プレイステーション3とSCEJ社長兼CEO、久夛良木健氏
会期:5月16日(現地時間)

会場:ソニー・ピクチャー・スタジオ

 北米時間2005年5月16日、ロサンゼルス市内のソニー・ピクチャー・スタジオにて「プレイステーション 3(以下、PS3)」が正式に発表された。

 今回の発表で明らかになったことは非常に多い反面、根幹となるプレゼンテーションのほとんどがNVIDIAに丸投げされたり、スペックキーワードがこれまでの一般ゲームファンにとってはなじみのないものであったりと、直感的にはわかりづらい部分も多かったように思う。
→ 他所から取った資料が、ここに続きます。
PR #2355, opened 2020-06-30
DIRECTOR: LINGO: implement scummvmAssert

rvanlaar:
scummvmAssert is a scummvm specific Lingo function.
Useful for getting feedback on lingo code tests without
having to check if the output is as expected.

Example:

    set x = True
    scummvmAssert(x)    // will pass

    set x = False
    scummvmAssert(x)    // will fail

The core of the implementation is: `assert(d.asInt() == 1)`.
It's defined as a Lingo builtin function for D2.

strings.lingo has been modified to leverage the new scummvmAssert.


sev-:
Good work, thank you!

 そこで、今回は、PS3の発表会に示されたキーワードや映像についての基本解説を行なってみたいと思う。

【プレイステーション 3 スペック一覧】

CPU

Cellプロセッサ
PowerPC-base Core @3.2GHz
1 VMX vector unit per core
512KB L2 cache
7 x SPE @3.2GHz
7 x 128b 128 SIMD GPRs
7 x 256KB SRAM for SPE
* 8つのSPEのうち、1つはリダンダンシーのため
浮動小数点演算性能 : 218 GFLOPS

GPU

RSX @550MHz
浮動小数点演算性能 : 1.8 TFLOPS
Full HD (最大1080p) x 2 チャンネル
Multi-way programmable parallel floating point shader pipeline s

サウンド

Dolby 5.1ch、DTS、LPCMなど (Cell-base processing)

メモリ

256MB XDR Main RAM @3.2GHz
256MB GDDR3 VRAM @700MHz

システムバンド幅

Main RAM25.6GB/s
VRAM 22.4GB/s
RSX 20GB/s (write) + 15GB/s (read)
SB 2.5GB/s (write) + 2.5GB/s (read)

■ PS3のCELLプロセッサは1PPE+7SPEとなった!

 まず、CPUとなるCELLプロセッサについて。詳しくはこちらを参照して欲しいが、ここでも簡単に触れておこう。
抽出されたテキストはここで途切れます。